Senior Site Reliability Engineer
Remote - US
Posted 4 months ago
As a Senior Site Reliability Engineer, you will be a part of the Tanium Cloud Engineering team. We have a focus on solving cloud operations problems and keeping our services online. We are looking for individuals who are just as passionate about troubleshooting issues with distributed systems as they are to automate, code and collaborate to solve problems.

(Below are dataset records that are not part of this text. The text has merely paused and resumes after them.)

PR #14970, opened 2020-09-10
fix(Menu+Carousel): prop 'active' not mapped to behavior

### LINKED ISSUE #14537: Selected Menu Item does not have "Selected" information in Northstar Menu
### Environment Information

- **Package version(s)**: @fluentui/react-northstar@0.51.0
- **Browser and OS versions**: Chrome

### Describe the issue:

Selected menu item does not have aria-selected information, or have any narration that the item is selected. Using screenreaders such as NVDA, there is no narration that the selected menu item is selected.

https://codesandbox.io/s/o5ql0?module=/example.js

#### Actual behavior:

1. Turn on NVDA
2. Focus on the selected item
3. Screen reader reads out only the menu item name

#### Expected behavior:

1. Turn on NVDA
2. Focus on the selected item
3. Screen reader should read menu item name and that it is "selected"

YuanboXue-Amber:
#### Pull request checklist

- [x] Addresses an existing issue: Fixes #14537 

#### Description of changes

The original bug is reported on Menu: when a MenuItem is selected, screen-reader does not read 'selected'.
It's expected with Menu's default accessibility behavior, as there's no `aria-selected` mentioned for Menu in [aria practices](https://www.w3.org/TR/wai-aria-practices-1.1/examples/menubar/menubar-1/menubar-1.html)

Menu supports also `accessibility={tabListBehavior}`. And in this case, `aria-selected` should be true for selected item. But it is not.
The same problem happens to `CarouselNavigationItem`, whose default `accessibility` is `tabBehavior`.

Here you’ll be responsible for identifying, troubleshooting and reporting platform problems to product engineers (or fixing the code yourself) in order to ensure that we are providing a stable and reliable service.What you’ll do:
- You will report and solve problems within the Tanium infrastructure services and collaborate on issues with product engineers.

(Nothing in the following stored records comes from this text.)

PR #14972, opened 2020-09-10
react-button: fix styles to align with v7 buttons

xugao:
#### Pull request checklist

#### Description of changes
Fit finishing styles to align with v7 button. 
Key changes are:
- Default button height to be `32px`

- You will participate in SRE software engineering, writing code for the continuing reduction of human intervention in operational tasks and automation of processes.

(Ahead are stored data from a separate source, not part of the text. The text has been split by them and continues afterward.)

PR #14980, opened 2020-09-10
Support StrictMode in DetailsList component hierarchy

### LINKED ISSUE #14291: DetailsRow: strict mode compliance (componentWillReceiveProps)
DetailsRow has a `componentWillReceiveProps` implementation which updates `state.selectionState` based on props (it can also be updated elsewhere in the class). This is a case where moving the logic to `componentDidUpdate` is probably **not** a good idea due to performance concerns of the extra render, since there can be many DetailsListRows on a page and they can contain expensive custom renderers.

~~DetailsRow and DetailsHeader use `ReactDOM.findDOMNode` to find the actual HTML element corresponding to a FocusZone. This works for the time being, since FocusZone is still a class component, but it will stop working if/when FocusZone is converted to a function component. So we need to find another way to get the element.~~ Moved to #14685

### LINKED ISSUE #14295: GroupedList and GroupHeader: strict mode compliance (componentWillReceiveProps, medium)
GroupedList has a `componentWillReceiveProps` implementation which does the following:
- Copy `props.groups` to `state.groups`. `state.groups` is never set elsewhere, so the copy could be removed (and references updated) and re-rendering handled by `forceUpdate` if needed.
- Force child list/section updates if groups or certain other things change.

GroupHeader has a `componentWillReceiveProps` implementation which updates `state.isCollapsed` and `state.isLoadingVisible` based on `props.group`.

~~GroupedList and GroupedListSection also use string refs but this is tracked separately in #14290.~~ (fixed)

GroupedList is simpler than some of the other list components and *might* be a candidate for function component conversion, but keeping it as a class component and just fixing the problematic stuff would be fine.

### LINKED ISSUE #14296: List: strict mode compliance (UNSAFE_)
List has a `componentWillReceiveProps` implementation which does various updates related to paging.

~~It also uses string refs but this is tracked separately in #14290.~~ (fixed)

We plan to fix these issues in the class component rather than converting to a function component due to complexity and regression risk.

ThomasMichon:
#### Description of changes

Updated `DetailsList`, `GroupedList`, `GroupHeader`, and `List` so they comply with the requirements of `StrictMode`: namely, they no longer implement `UNSAFE_componentWillReceiveProps` and now use `getDerivedStateFromProps`.
It's important to note that this change only seeks *minimal compliance*. The components aren't guaranteed to work perfectly in concurrent mode, because they still rely on a lot of class fields to maintain state, and the implementations of `getDerivedStateFromProps` still delegate logic back to the class instance, by shuttling a bound method into the component state (this pattern was leveraged by `react-redux` before they fully moved to Hooks).

Where needed, the logic in each component has been converted so helper functions that operate on state will return the new state instead of calling `setState`. Multiple calls to `setState` now simply aggregate a new state, and usage of the `setState` post-update callback has been replaced with `componentDidUpdate`.

#### Focus areas to test

The typical logic which breaks when updating these components:
1. Resizing a column in a grouped list. This appears to be working.
2. Virtual scrolling. Appears to be working.
3. Virtual scrolling within groups. Appears to be working.
4. General rendering of the DetailsList. Appears to be working.

Fixes #14296, fixes #14295, fixes #14291

### DIFF
--- a/packages/office-ui-fabric-react/src/components/GroupedList/GroupedList.base.tsx
+++ b/packages/office-ui-fabric-react/src/components/GroupedList/GroupedList.base.tsx
@@ -23,6 +23,7 @@ const { rowHeight: ROW_HEIGHT, compactRowHeight: COMPACT_ROW_HEIGHT } = DEFAULT_
 export interface IGroupedListState {
   lastSelectionMode?: SelectionMode;
   groups?: IGroup[];
+  version: {};
 }
 
 export class GroupedListBase extends React.Component<IGroupedListProps, IGroupedListState> implements IGroupedList {
@@ -41,6 +42,45 @@ export class GroupedListBase extends React.Component<IGroupedListProps, IGrouped
 
   private _groupRefs: Record<string, GroupedListSection | null> = {};
 
+  public static getDerivedStateFromProps(
+    nextProps: IGroupedListProps,
+    previousState: IGroupedListState,
+  ): IGroupedListState {
+    let nextState = previousState;
+
+    const { listProps: { version = undefined } = {} } = nextProps;
+
+    if (version) {
+      nextState = {
+        ...nextState,
+        version,
+      };
+    }
+
+    const { groups, selectionMode, compact } = nextProps;
+    let shouldForceUpdates = false;
+
+    if (nextProps.groups !== groups) {
+      nextState = {
+        ...nextState,
+        groups: nextProps.groups,
+      };
+    }
+
+    if (nextProps.selectionMode !== selectionMode || nextProps.compact !== compact) {
+      shouldForceUpdates = true;
+    }
+
+    if (shouldForceUpdates) {
+      nextState = {
+        ...nextState,
+        version: {},
+      };
+    }
+
+    return nextState;
+  }
+
   constructor(props: IGroupedListProps) {
     super(props);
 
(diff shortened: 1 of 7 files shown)


packages/office-ui-fabric-react/src/components/GroupedList/GroupedList.base.tsx
```diff
@@ -203,6 +217,11 @@ export class GroupedListBase extends React.Component<IGroupedListProps, IGrouped
       return null;
     }
 
+    const finalListProps: IListProps = {
+      ...(listProps || {}),
```
dzearing, line 221: nit: if you spread an object whose value is null or undefined, still works.

doesn't work for spreading arrays.

packages/office-ui-fabric-react/src/components/List/List.tsx
```diff
@@ -333,31 +342,48 @@ export class List<T = any> extends React.Component<IListProps<T>, IListState<T>>
     }
   }
 
+  public componentDidUpdate(): void {
+    // Multiple updates may have been queued, so the callback will reflect all of them.
+    // Re-fetch the current props and states to avoid using a stale props or state captured in the closure.
+    const finalProps = this.props;
```
dzearing, line 348: unclear why you need to variable-ize these. Is some magic getter logic happening? Not sure why you can't just destructure the values you need here:

```
const { pages } = this.state;
```

dzearing (approved):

- You will monitor the Tanium Cloud platform and cloud infrastructure, responding to incidents, correcting and improving systems to prevent incidents and planning capacity.
- You will manage cloud provider infrastructure, system deployments and product releases.
- You will be involved in resolving Tanium Cloud customer support issues.
- You will demonstrate and promote best practices for teams using cloud platforms.
- You will participate in 24x365 on-call schedules.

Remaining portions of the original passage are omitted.